(Beginning of THE DATA)

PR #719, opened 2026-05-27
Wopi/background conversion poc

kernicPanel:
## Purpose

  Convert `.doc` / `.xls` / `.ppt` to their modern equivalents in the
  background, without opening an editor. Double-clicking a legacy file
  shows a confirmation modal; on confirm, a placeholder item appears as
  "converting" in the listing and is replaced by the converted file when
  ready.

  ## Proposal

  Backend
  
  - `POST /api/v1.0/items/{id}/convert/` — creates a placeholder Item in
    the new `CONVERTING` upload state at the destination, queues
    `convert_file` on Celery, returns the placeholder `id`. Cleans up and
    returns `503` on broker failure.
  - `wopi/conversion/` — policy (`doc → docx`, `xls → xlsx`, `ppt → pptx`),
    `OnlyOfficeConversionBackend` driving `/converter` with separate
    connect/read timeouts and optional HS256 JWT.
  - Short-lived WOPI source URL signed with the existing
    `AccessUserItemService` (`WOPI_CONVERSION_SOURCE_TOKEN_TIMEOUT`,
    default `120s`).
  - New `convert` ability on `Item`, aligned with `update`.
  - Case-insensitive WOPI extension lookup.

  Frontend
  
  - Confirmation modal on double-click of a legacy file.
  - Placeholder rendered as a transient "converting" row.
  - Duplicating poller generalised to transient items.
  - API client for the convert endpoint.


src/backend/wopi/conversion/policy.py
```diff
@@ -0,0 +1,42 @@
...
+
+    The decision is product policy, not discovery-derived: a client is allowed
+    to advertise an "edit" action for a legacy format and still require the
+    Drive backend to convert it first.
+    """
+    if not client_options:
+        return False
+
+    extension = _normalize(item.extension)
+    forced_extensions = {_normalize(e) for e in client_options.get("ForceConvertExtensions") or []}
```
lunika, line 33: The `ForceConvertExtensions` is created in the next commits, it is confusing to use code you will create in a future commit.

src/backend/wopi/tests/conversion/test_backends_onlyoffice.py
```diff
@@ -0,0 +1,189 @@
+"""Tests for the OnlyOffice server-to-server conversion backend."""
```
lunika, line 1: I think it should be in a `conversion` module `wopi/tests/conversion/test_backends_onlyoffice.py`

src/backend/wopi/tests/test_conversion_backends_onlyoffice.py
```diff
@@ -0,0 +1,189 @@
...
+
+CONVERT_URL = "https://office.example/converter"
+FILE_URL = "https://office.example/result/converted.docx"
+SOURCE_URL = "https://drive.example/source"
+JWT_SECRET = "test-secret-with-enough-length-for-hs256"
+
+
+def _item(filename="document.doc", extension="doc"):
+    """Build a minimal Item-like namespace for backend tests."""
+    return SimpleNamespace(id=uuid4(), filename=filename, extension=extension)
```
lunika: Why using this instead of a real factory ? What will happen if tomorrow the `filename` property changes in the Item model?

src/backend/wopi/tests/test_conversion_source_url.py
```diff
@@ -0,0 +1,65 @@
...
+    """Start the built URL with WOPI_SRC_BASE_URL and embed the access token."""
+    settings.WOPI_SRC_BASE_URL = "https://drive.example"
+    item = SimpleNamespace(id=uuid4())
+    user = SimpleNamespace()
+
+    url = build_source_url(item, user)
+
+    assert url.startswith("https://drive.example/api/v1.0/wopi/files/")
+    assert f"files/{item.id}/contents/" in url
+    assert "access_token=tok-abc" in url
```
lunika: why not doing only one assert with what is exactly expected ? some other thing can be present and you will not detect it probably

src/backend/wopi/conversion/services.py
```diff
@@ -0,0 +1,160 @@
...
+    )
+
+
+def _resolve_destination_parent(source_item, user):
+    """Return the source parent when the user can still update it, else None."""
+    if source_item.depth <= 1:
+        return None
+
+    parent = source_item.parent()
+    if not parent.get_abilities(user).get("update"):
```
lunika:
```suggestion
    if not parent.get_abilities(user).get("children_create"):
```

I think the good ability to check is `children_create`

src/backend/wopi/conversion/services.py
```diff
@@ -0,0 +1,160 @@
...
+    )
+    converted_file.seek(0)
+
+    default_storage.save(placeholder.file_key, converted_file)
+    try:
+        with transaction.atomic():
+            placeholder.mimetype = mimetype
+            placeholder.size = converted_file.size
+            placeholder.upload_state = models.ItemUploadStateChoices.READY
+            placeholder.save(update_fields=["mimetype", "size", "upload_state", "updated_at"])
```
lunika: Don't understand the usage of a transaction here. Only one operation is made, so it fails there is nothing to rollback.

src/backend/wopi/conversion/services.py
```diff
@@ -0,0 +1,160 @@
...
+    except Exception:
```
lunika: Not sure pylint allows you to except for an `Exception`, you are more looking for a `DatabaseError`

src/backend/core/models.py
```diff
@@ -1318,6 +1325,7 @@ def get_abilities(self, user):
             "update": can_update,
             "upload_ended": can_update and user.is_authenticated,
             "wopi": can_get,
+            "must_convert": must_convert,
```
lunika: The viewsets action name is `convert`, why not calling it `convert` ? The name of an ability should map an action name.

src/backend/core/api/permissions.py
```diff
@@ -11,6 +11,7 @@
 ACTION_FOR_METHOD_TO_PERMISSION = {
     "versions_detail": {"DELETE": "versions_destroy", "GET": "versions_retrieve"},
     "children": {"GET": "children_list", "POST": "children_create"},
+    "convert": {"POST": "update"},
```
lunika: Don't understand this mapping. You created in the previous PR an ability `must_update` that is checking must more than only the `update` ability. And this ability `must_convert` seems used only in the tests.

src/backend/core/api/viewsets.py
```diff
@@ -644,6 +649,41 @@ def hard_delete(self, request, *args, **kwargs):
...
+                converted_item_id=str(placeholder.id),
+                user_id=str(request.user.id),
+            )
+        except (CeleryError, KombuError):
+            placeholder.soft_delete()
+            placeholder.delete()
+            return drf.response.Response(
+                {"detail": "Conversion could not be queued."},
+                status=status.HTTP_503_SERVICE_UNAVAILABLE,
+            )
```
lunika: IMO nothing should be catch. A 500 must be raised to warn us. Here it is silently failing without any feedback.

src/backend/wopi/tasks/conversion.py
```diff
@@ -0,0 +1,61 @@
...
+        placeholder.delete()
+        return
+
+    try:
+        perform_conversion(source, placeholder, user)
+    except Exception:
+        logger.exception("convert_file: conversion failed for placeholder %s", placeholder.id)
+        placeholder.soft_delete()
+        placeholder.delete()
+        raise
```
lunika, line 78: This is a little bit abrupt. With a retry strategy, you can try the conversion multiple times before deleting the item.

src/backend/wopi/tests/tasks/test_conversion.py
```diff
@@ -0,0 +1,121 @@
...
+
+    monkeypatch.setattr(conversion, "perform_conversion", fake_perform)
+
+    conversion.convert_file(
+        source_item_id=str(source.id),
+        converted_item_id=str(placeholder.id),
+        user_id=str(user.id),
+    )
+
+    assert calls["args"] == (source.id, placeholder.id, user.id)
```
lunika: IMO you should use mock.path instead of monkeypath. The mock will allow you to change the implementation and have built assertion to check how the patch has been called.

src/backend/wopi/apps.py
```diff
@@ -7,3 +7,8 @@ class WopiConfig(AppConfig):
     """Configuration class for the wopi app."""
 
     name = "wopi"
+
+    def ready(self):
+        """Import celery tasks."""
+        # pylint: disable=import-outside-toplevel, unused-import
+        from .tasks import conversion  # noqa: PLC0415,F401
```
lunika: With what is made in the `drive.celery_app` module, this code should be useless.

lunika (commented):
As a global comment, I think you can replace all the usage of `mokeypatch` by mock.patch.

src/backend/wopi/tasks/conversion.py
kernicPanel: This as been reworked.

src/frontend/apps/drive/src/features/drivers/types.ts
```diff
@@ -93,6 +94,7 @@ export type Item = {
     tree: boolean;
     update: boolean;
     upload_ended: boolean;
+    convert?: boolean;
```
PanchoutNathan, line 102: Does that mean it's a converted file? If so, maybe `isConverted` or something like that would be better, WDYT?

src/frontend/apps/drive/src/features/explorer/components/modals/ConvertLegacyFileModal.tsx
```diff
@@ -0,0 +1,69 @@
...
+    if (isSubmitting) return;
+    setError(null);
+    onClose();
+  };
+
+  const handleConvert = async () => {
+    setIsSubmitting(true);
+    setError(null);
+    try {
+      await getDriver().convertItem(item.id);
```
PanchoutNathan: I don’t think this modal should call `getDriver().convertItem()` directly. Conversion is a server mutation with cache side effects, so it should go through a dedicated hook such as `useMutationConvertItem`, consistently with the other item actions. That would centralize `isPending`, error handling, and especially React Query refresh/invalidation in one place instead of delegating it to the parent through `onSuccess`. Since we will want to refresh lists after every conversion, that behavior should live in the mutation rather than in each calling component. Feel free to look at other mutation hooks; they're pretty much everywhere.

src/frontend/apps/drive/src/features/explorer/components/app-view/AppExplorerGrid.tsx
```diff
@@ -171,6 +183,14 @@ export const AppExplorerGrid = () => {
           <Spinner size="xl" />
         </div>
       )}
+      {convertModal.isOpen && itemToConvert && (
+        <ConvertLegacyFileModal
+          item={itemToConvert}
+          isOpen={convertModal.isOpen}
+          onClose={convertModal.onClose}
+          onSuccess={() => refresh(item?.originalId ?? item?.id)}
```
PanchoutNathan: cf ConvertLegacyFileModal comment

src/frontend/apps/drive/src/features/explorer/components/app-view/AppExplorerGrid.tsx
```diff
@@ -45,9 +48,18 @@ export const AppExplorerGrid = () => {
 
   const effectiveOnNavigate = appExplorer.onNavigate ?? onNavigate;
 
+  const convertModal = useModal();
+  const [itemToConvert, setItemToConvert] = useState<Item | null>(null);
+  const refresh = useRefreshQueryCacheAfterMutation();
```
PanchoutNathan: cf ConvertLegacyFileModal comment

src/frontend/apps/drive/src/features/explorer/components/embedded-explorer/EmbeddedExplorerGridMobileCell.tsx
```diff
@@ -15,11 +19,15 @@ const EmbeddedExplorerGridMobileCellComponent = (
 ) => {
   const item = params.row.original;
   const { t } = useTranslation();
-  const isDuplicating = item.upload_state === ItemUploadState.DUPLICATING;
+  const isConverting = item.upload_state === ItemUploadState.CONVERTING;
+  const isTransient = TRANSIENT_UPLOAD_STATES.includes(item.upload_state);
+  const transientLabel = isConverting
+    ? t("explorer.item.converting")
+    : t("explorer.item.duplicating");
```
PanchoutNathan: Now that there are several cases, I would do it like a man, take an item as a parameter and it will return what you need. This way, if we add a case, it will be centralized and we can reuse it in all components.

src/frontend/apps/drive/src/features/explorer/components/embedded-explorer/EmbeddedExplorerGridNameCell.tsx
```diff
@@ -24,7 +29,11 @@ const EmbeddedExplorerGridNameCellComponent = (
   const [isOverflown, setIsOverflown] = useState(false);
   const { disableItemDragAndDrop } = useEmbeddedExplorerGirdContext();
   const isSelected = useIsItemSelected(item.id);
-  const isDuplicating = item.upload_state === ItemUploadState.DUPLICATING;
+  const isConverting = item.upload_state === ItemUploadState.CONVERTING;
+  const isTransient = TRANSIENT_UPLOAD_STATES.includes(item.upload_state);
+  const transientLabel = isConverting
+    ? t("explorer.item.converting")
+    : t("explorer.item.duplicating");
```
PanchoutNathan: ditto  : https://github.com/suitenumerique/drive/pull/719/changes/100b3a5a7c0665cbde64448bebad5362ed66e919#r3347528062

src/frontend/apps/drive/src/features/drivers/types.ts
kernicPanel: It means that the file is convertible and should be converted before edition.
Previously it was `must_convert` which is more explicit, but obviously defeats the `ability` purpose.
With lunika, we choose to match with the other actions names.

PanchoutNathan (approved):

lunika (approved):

(End of THE DATA)
(Beginning of THE DATA)

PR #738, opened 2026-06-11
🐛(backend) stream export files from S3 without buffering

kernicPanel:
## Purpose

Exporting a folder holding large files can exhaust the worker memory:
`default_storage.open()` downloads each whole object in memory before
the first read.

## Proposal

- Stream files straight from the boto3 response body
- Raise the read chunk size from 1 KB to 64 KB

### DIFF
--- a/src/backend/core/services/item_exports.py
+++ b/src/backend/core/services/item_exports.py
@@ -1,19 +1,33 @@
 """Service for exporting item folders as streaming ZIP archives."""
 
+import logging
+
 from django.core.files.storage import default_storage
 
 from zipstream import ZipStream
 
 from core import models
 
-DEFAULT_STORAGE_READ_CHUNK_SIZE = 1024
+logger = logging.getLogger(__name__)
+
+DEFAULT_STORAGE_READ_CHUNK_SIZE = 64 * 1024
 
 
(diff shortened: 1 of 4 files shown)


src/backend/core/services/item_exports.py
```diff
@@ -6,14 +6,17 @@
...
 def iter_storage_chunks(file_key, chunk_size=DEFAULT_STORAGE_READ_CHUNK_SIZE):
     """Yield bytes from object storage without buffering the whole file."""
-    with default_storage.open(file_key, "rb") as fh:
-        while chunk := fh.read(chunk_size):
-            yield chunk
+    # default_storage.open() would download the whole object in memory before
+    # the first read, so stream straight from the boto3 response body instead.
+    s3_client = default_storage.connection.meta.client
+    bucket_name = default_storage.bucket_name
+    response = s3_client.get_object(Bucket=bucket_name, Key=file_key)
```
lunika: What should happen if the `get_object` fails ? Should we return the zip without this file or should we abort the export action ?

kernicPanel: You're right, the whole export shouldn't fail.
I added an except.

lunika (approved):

(End of THE DATA)
(Beginning of THE DATA)

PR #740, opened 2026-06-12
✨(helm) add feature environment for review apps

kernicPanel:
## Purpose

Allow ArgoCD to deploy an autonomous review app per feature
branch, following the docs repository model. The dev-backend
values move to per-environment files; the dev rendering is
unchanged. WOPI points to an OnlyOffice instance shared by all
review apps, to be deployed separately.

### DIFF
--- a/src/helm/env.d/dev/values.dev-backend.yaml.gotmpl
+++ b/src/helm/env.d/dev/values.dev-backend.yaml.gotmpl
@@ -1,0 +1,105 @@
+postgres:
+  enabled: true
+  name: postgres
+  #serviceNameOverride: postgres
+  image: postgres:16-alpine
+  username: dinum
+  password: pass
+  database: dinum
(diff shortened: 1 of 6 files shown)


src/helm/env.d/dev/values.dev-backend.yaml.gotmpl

(End of THE DATA)

EXERCISE OBJECTIVE — Above are the entries. Copy exactly the part that opens with the line containing "PR #719, opened 2026-05-27" and closes with the line containing "background, without opening", and no more.

RESULT FOR THIS TASK —
PR #719, opened 2026-05-27
Wopi/background conversion poc

kernicPanel:
## Purpose

  Convert `.doc` / `.xls` / `.ppt` to their modern equivalents in the
  background, without opening an editor. Double-clicking a legacy file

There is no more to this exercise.